All these things must have been tailor-made for me. Or someone very like me. Someone knew I would come stumbling out of that storm. Not the
abartyen
, I thought, but Luel. Though the
abartyen
was frightening – a brute force – it was clearly Luel who held power in this place, despite her calling him ‘my lord’. But what did she want from me? I couldn’t help a little shiver at the thought.

‘You will no doubt want to refresh yourself,’ she said, as if she were an ordinary host addressing an ordinary guest. ‘There is a bathroom just for you behind that door,’ and she pointed to a door in the corner of the room, ‘with everything you may need. Then you will please come down to join us for dinner. I believe you already know where.’

She had been the one watching me, I thought, when I’d been sitting in the dining-room earlier. I wanted to say I wasn’t hungry and would skip dinner, but I knew the ‘please’ hadn’t made a request out of what she’d said. And
besides, I was hungry. Perhaps it was a reaction to fear, but my stomach felt hollow and empty. I could have devoured a horse right then and there. Trouble was, I had a queasy feeling I’d have to sit there and watch the
abartyen
do just that.

But I was wrong. Not only did he not eat a horse, the
abartyen
did not eat anything at all. In fact, he did not make an appearance at the dinner table and so it was just Luel and I, sitting across from each other. Despite my relief at the
abartyen’s
absence and the excellent meal, it was not a cheery occasion. Luel seemed deep in her own thoughts, and I was hardly in a state to make light conversation. The small pleasure I’d felt upon looking at myself in the mirror – an ordinary mirror, I’d checked! – after bathing and dressing in a simple, perfectly fitting dark red cashmere dress with a snow-white lace collar, had quite evaporated, and the delicious food might as well have been bread and water for all the delight I took in it.
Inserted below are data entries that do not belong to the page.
PR #54, opened 2016-11-08
replaceOrCreate should create new instance if id provided

jannyHou:
Connect to https://github.com/strongloop-internal/scrum-loopback#991

Scenario:
Without fix in this pr
```js
MyModel.replaceOrCreate({
  id: 'myid', // id provided 
  name: 'myname',
}, function(err, result){...});
```
will fail if the instance doesn't exist in database.
The current code doesn't check instance exist before do the [`getRevision()`](https://github.com/strongloop/loopback-connector-cloudant/blob/master/lib/cloudant.js#L610) , which cannot run against an nonexistent instance.

Details see: https://github.com/strongloop-internal/scrum-loopback/issues/991#issuecomment-256077756

### DIFF
--- a/lib/cloudant.js
+++ b/lib/cloudant.js
@@ -604,29 +604,39 @@ Cloudant.prototype.replaceOrCreate = function replaceOrCreate(
   var self = this;
   var idName = self.idName(model);
   var mo = self.selectModel(model);
-
   var id = data[idName];
-  if (id) {
-    self.getCurrentRevision(model, id, function(err, rev) {
-      if (err) return cb(err);
-      if (rev) data._rev = rev;
-      self._insert(model, data, function(err) {
+
+  // Check if data exist first to avoid
+  // running getCurrentRevision() again an nonexistent instance
+  var where = {}; where[idName] = id;
+  var dataExist;
+
+  self.count(model, where, {}, function(err, cnt) {
+    if (err) return cb(err);
+    dataExist = cnt === 1 ? true : false;
+
+    if (id && dataExist === true) {
+      self.getCurrentRevision(model, id, function(err, rev) {
+        if (err) return cb(err);
+        if (rev) data._rev = rev;
+        self._insert(model, data, function(err) {
+          if (err) return cb(err);
+          mo.db.get(id, function(err, doc) {
+            if (err) return cb(err);
+            cb(err, self.fromDB(model, mo, doc), {isNewInstance: !rev});
+          });
+        });
+      });
+    } else {
+      self.create(model, data, options, function(err, id) {
         if (err) return cb(err);
         mo.db.get(id, function(err, doc) {
           if (err) return cb(err);
-          cb(err, self.fromDB(model, mo, doc), {isNewInstance: !rev});
+          cb(err, self.fromDB(model, mo, doc), {isNewInstance: true});
         });
       });
-    });
-  } else {
-    self.create(model, data, options, function(err, id) {
-      if (err) return cb(err);
-      mo.db.get(id, function(err, doc) {
-        if (err) return cb(err);
-        cb(err, self.fromDB(model, mo, doc), {isNewInstance: true});
-      });
-    });
-  }
+    };
+  });
 };
 
 /**
--- a/test/cloudant.test.js
+++ b/test/cloudant.test.js
@@ -68,6 +68,36 @@ describe('cloudant connector', function() {
           });
         };
       });
+    it('should create new instance if id provided', function(done) {
+      Product.replaceOrCreate({
+        id: 2,
+        name: 'newInstance',
+        price: 100,
+      }, function(err, product) {
+        if (err) return done(err);
+        verifyCreatedData(product);
+      });
+
+      function verifyCreatedData(data) {
+        // Verify callback data
+        data.id.should.be.equal('2');
+        data.name.should.be.equal('newInstance');
+        data.price.should.be.equal(100);
+
+        // Verify DB data
+        verifyDBData(data.id);
+      };
+
+      function verifyDBData(id) {
+        Product.findById(id, function(err, data) {
+          if (err) return done(err);
+          data.id.should.be.equal('2');
+          data.name.should.be.equal('newInstance');
+          data.price.should.be.equal(100);
+          done();
+        });
+      };
+    });
   });
 
   describe('replaceById', function() {


jannyHou:
The change comparison looks messy..
Let me explain a little bit what I changed in this pr:
I just wrapped `if(id){...}else{...}` with `self.count()`, so now the logic turns to:

```js
self.count({condition_to_check_instance_exist}, function(err, cnt) {
  dataExist = cnt === 1 ? true : false;
  if (id && dataExist) {
    // Do Replace, make sure getRevision won't run on an nonexistent instance
  } else {
    // Do Create
  }
})

```

test/cloudant.test.js
```diff
@@ -68,6 +68,36 @@ describe('cloudant connector', function() {
...
+      Product.replaceOrCreate({
+        id: 2,
+        name: 'newInstance',
+        price: 100,
+      }, function(err, product) {
+        if (err) return done(err);
+        verifyCreatedData(product);
+      });
+
+      function verifyCreatedData(data) {
```
Amir-61: I would chose a better function name; how about `verifyReturnedCallbackData`?

test/cloudant.test.js
```diff
@@ -68,6 +68,36 @@ describe('cloudant connector', function() {
...
+        // Verify callback data
+        data.id.should.be.equal('2');
+        data.name.should.be.equal('newInstance');
+        data.price.should.be.equal(100);
+
+        // Verify DB data
+        verifyDBData(data.id);
```
Amir-61: I believe the method name is/should be descriptive enough so the comment is unnecessary in this case...

test/cloudant.test.js
```diff
@@ -68,6 +68,36 @@ describe('cloudant connector', function() {
...
+      };
+
+      function verifyDBData(id) {
```
Amir-61: Nitpick: method name is good but I may still choose `verifyPersistedData`... I leave it to you...Please feel free to ignore this suggestion...

test/cloudant.test.js
```diff
@@ -68,6 +68,36 @@ describe('cloudant connector', function() {
           });
         };
       });
+    it('should create new instance if id provided', function(done) {
```
Amir-61: Feel free to ignore since in this file other tests use the same pattern; however, in general we use imperative mood, we do not start test names with should. Please see: https://github.com/strongloop/loopback.io/blob/gh-pages/pages/en/contrib/style-guide.md#test-naming

lib/cloudant.js
```diff
@@ -604,29 +604,39 @@ Cloudant.prototype.replaceOrCreate = function replaceOrCreate(
...
+  // Check if data exist first to avoid
+  // running getCurrentRevision() again an nonexistent instance
+  var where = {}; where[idName] = id;
+  var dataExist;
+
+  self.count(model, where, {}, function(err, cnt) {
+    if (err) return cb(err);
+    dataExist = cnt === 1 ? true : false;
+
+    if (id && dataExist === true) {
```
Amir-61: How about:
```
if (id && dataExist) {
   ...
}
```

lib/cloudant.js
```diff
@@ -604,29 +604,39 @@ Cloudant.prototype.replaceOrCreate = function replaceOrCreate(
...
+      self.getCurrentRevision(model, id, function(err, rev) {
         if (err) return cb(err);
-        mo.db.get(id, function(err, doc) {
+        if (rev) data._rev = rev;
+        self._insert(model, data, function(err) {
           if (err) return cb(err);
-          cb(err, self.fromDB(model, mo, doc), {isNewInstance: !rev});
+          mo.db.get(id, function(err, doc) {
+            if (err) return cb(err);
+            cb(err, self.fromDB(model, mo, doc), {isNewInstance: !rev});
```
Amir-61: I think in this branch `rev` always exists and `!rev` would always be `false`, right? In this case wouldn't it be more clear if you pass `{isNewInstance: false}` instead? Is my understanding right here? Correct me if I'm wrong.

lib/cloudant.js
```diff
@@ -604,29 +604,39 @@ Cloudant.prototype.replaceOrCreate = function replaceOrCreate(
...
-
   var id = data[idName];
-  if (id) {
-    self.getCurrentRevision(model, id, function(err, rev) {
-      if (err) return cb(err);
-      if (rev) data._rev = rev;
-      self._insert(model, data, function(err) {
+
+  // Check if data exist first to avoid
+  // running getCurrentRevision() again an nonexistent instance
```
Amir-61: Check if data exist**s** to avoid running 'getCurrentRevision()' against new data.

lib/cloudant.js
```diff
@@ -604,29 +604,39 @@ Cloudant.prototype.replaceOrCreate = function replaceOrCreate(
...
+  var where = {}; where[idName] = id;
+  var dataExist;
```
Amir-61:
```
var where = {};
where[idName] = id;
var dataExist;
```

lib/cloudant.js
```diff
@@ -604,29 +604,39 @@ Cloudant.prototype.replaceOrCreate = function replaceOrCreate(
...
-        cb(err, self.fromDB(model, mo, doc), {isNewInstance: true});
+        mo.db.get(id, function(err, doc) {
+          if (err) return cb(err);
+          cb(err, self.fromDB(model, mo, doc), {isNewInstance: true});
+        });
       });
-    });
-  }
+    };
+  });
```
Amir-61: I'm not that much familiar with cloudant; is this the only way to do it in cloudant? Isn't there any atomic method to use? I trust your judgment in this regard...

test/cloudant.test.js
Amir-61: You may use 'Primary key' instead of `id`; also you could add a test when the Primary key is not called `id` as well...

bajtos:
If I understand this change correctly, then each `replaceOrCreate` operation is making three database calls now: `count`, `getRevision`, replaceById or create. That creates a long window where another request may come in and interfere with our operation in progress :( Is this implementation any better than using the naive algorithm from juggler (`findById` + replaceById or create)? If my understanding is correct, then neither of these implementations is truly atomic.

When I step back a bit and look at the problem from a high level perspective, then I think it should be acceptable to require callers of patch/replace operations to provide `_rev` in the data, as that's the way how CouchDB/Cloudant allows clients to detect and resolve conflicts. With this requirement in place, the implementation in this connector should be much simpler - no need to call `getRevision`, just call `_insert`  directly.

Thoughts?

jannyHou:
@bajtos 
> to require callers of patch/replace operations to provide _rev in the data

A block of this idea is, user cannot get `rev` by `find()` or `findById()` since method `fromDB` deletes it:
https://github.com/strongloop/loopback-connector-cloudant/blob/master/lib/cloudant.js#L126-L127

My suggestion is adding a config option `includeRev` or simply `rev`:
  - if `true`, returns `rev` of data, don't delete it
  - if `false`, delete it as our current implementation. And make default as `false`

Then we can choose which signature of `insert()` to use according to whether `rev` provided. 
The reference for function `insert` in nodejs-cloudant: https://github.com/cloudant-labs/cloudant-nano#dbinsertdoc-params-callback

jannyHou:
Closing this pr since we agree on https://github.com/strongloop/loopback-connector-cloudant/issues/55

It was towards the very end of the meal that Luel broke her silence. ‘You are afraid, I know, but there is nothing for you to be afraid of, Natasha.’

It was the first time she’d used my name, and it made me start. ‘Oh,’ I replied weakly. What else could I say?

‘My lord is not what he seems,’ she said. ‘You spoke of injustice, earlier. A great injustice was done to him – a great evil – and he, well, he found himself as he is now.’

I stared at her. ‘Do you mean . . .?’

‘He is not what and how he is by nature,’ Luel said quietly. ‘Please try to remember that.’

‘But what – what happened? Why? Who? How? –’

‘Too many questions for tonight,’ she said, waving her hand. ‘There will be time for you to learn, to try to understand. To repay him.’

I forgot about my resolve not to be combative and burst out, ‘Whatever happened to the
abart
– to your lord, however bad and tragic it was, it wasn’t my fault. So why should I suffer for it?’

‘You won’t,’ she said calmly. ‘I told you already: joy for joy is your payment.’

‘But I don’t understand how I can possibly –’

‘Look in your heart. You have known sorrow, but you have never known real loneliness. Real despair. Think of that. Think of why. And then you will see your way clear to an understanding what it is you must do.’

‘But why can’t you tell me? Why can’t you at least give me a clue?’ I pleaded, beside myself.

‘Because it must come from you,’ Luel said, without turning a hair. ‘Or it will be worth nothing. It will not help my lord. It will not repay your debt.’ She got up from the table. ‘And now, child, it is time to retire. You must be exhausted.’

‘Just a little,’ I muttered ironically, half to myself.

‘Tomorrow my lord will meet you after lunch, in the sitting-room. You will speak with him.’

My heart started pounding, all irony forgotten. ‘Will you be there?’ I whispered.

‘Perhaps,’ she said. ‘Perhaps not.’

I don’t know if it was her careless tone that goaded me. ‘Why do you have these things on your walls?’ I said harshly, waving a hand at the blank picture-frames.